— Task description —
If a line of the data below holds the string "values", copy it.

— Data shown —
[Start of Attachment]

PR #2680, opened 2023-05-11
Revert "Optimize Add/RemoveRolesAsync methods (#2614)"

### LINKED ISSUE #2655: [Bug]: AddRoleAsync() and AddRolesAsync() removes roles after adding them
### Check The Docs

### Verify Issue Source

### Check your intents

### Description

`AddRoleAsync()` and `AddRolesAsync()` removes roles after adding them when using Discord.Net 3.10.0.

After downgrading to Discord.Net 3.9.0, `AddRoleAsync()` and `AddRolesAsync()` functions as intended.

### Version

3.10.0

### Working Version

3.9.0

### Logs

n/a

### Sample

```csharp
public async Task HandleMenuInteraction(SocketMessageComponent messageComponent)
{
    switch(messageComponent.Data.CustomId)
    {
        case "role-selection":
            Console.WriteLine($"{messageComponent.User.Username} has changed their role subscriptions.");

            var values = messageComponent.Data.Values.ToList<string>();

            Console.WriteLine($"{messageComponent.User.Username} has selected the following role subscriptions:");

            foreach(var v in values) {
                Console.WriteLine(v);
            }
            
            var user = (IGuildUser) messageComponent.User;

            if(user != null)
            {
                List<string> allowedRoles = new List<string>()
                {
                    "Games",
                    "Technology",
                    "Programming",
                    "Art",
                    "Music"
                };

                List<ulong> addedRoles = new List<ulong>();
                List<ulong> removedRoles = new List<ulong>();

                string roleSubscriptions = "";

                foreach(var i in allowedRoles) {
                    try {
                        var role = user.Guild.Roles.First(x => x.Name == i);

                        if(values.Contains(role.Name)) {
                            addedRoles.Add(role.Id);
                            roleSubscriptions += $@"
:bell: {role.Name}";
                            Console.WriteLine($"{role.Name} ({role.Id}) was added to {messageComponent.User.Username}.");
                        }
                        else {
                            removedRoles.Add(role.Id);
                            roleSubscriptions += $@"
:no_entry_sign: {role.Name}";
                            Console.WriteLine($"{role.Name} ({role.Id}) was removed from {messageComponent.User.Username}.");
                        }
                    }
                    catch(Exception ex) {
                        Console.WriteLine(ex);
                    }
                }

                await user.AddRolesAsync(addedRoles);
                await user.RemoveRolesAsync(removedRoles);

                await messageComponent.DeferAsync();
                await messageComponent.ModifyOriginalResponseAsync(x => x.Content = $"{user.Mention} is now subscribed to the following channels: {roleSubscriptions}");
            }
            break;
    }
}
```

[End of Attachment]

— Task response —
            var values = messageComponent.Data.Values.ToList<string>();
            foreach(var v in values) {
                        if(values.Contains(role.Name)) {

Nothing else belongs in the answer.